[Supplied data]
= = = = = = =

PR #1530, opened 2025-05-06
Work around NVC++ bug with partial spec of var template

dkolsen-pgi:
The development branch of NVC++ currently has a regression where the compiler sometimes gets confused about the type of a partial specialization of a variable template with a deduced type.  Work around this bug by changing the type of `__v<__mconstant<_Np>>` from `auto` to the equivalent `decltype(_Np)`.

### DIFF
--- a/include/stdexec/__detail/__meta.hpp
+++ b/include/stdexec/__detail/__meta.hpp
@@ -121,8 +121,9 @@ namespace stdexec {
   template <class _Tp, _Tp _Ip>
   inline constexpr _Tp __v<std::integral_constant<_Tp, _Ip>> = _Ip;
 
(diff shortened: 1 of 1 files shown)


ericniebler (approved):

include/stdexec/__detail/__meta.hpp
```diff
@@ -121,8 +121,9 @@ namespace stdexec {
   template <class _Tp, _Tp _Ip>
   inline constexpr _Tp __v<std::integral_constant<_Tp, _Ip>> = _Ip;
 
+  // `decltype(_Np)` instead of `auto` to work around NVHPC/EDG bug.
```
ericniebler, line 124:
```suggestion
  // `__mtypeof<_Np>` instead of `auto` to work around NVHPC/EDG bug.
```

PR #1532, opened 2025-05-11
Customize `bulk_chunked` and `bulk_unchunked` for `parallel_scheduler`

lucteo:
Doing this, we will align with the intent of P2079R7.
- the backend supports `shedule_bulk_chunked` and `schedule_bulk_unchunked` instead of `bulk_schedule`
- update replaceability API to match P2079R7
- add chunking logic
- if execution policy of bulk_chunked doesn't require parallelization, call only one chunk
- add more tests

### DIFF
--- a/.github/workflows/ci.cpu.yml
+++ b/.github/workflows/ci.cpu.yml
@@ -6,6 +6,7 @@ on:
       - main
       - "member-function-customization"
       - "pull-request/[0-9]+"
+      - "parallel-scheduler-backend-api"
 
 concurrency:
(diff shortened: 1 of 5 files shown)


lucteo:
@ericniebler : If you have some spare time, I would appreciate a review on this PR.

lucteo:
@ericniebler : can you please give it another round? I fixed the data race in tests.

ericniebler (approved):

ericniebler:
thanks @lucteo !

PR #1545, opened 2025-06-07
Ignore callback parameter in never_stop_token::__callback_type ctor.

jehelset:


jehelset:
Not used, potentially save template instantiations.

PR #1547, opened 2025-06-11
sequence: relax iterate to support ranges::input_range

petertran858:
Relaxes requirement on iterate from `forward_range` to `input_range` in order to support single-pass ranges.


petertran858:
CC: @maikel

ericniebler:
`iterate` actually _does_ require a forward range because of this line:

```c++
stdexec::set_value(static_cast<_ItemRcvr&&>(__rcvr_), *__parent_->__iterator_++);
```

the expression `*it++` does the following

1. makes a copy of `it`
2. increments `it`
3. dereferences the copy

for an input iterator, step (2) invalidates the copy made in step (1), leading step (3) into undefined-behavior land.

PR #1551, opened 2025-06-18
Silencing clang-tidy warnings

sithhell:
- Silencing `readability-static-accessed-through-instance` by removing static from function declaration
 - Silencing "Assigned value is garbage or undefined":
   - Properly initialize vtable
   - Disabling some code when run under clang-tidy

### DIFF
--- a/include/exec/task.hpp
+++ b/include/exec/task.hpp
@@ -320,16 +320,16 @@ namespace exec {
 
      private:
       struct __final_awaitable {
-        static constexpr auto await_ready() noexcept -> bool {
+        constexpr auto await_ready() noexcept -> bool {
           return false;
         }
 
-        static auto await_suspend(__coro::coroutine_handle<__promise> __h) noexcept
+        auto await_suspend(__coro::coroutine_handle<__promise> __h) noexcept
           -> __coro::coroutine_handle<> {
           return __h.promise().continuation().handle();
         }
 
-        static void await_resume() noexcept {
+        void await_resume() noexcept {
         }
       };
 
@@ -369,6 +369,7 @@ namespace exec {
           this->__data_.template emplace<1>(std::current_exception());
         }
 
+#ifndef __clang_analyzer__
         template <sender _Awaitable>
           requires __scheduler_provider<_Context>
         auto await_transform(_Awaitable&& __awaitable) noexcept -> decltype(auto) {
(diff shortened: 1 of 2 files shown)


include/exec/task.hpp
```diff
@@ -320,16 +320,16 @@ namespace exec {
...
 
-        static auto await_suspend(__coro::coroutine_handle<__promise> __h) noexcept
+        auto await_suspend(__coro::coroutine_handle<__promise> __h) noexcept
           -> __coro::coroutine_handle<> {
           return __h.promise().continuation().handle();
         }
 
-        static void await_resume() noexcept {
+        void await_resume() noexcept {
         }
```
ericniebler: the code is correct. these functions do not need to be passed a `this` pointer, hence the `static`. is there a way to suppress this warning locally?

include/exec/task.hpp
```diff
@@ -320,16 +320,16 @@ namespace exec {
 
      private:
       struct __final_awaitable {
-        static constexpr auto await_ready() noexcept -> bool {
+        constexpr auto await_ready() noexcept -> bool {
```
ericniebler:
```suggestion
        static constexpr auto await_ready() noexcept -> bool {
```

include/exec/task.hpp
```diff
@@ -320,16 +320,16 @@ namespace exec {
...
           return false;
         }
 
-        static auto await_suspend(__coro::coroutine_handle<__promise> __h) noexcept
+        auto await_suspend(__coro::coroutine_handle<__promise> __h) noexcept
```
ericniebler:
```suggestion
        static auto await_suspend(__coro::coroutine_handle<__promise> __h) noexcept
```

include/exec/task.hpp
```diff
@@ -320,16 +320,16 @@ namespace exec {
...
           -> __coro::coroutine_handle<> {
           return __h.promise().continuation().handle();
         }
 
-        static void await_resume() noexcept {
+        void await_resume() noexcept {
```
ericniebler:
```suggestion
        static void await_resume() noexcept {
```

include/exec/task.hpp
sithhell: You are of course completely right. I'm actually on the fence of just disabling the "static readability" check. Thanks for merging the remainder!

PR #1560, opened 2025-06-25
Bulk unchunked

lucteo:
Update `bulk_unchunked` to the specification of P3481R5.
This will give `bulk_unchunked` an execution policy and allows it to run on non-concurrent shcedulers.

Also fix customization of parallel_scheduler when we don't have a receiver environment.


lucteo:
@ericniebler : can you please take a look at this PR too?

= = = = = = =

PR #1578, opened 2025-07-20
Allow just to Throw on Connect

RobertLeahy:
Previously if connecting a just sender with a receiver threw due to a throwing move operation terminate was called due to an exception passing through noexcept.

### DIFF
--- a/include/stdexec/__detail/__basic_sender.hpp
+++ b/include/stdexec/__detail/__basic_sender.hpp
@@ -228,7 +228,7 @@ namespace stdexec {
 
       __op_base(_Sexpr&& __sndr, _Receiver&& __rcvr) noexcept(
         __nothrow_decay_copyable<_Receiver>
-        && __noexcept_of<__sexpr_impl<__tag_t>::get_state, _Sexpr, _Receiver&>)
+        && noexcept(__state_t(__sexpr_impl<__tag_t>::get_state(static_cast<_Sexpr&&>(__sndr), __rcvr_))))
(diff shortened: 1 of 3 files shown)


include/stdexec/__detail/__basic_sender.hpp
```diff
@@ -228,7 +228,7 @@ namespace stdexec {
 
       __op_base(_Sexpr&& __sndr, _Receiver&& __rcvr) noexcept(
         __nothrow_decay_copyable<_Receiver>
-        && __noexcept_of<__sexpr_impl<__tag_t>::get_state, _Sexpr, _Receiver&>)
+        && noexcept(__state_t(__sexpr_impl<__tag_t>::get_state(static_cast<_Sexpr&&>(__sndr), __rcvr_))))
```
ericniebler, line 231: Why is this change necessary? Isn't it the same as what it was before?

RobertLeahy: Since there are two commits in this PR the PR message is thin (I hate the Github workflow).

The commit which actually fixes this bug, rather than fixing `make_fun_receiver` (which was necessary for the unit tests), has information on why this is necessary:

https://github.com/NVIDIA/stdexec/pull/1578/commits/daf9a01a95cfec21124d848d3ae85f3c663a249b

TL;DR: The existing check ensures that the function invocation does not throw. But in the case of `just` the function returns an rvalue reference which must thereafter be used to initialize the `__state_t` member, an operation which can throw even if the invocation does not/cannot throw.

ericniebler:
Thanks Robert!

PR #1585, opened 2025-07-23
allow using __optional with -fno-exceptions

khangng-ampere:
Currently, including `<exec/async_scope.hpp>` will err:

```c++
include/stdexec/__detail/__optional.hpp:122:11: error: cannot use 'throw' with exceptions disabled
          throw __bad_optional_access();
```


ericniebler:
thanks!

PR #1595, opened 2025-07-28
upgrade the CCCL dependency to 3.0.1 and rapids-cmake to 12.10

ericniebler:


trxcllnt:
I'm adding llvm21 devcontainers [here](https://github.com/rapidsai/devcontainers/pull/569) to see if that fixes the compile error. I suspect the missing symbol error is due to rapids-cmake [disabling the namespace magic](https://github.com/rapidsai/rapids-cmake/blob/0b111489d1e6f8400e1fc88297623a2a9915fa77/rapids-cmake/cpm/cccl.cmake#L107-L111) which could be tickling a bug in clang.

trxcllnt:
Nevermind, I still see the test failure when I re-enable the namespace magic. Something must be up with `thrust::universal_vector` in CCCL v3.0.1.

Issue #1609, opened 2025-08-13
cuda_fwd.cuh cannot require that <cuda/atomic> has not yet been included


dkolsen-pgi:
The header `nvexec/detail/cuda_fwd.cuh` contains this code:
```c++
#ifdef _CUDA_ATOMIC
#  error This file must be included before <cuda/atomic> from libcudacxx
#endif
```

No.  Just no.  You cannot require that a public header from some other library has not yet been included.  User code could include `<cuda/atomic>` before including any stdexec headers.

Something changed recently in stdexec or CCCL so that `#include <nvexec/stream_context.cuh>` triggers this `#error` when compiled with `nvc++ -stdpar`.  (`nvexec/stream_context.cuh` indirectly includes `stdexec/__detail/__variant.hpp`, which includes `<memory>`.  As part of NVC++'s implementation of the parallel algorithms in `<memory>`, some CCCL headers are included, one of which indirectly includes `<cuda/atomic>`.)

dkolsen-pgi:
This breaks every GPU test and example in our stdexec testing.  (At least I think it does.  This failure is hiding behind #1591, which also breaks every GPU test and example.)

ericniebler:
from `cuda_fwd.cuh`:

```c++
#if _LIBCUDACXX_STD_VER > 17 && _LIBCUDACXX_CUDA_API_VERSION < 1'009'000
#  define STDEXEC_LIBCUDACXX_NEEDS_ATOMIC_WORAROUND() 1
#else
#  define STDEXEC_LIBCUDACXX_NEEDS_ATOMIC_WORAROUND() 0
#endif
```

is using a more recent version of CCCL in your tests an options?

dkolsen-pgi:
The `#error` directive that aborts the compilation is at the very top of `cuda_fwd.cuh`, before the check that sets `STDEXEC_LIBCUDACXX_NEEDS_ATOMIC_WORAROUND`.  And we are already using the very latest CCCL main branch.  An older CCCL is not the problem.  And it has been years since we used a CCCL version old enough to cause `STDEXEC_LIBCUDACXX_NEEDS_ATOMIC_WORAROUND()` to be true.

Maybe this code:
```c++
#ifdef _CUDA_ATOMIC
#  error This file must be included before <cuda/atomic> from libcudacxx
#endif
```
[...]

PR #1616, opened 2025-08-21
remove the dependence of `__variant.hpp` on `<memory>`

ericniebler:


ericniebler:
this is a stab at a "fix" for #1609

= = = = = = =

[Problem to solve] Wherever the word "initialize" occurs in the data, copy that whole line.

[Output of the exercise]
   - Properly initialize vtable
TL;DR: The existing check ensures that the function invocation does not throw. But in the case of `just` the function returns an rvalue reference which must thereafter be used to initialize the `__state_t` member, an operation which can throw even if the invocation does not/cannot throw.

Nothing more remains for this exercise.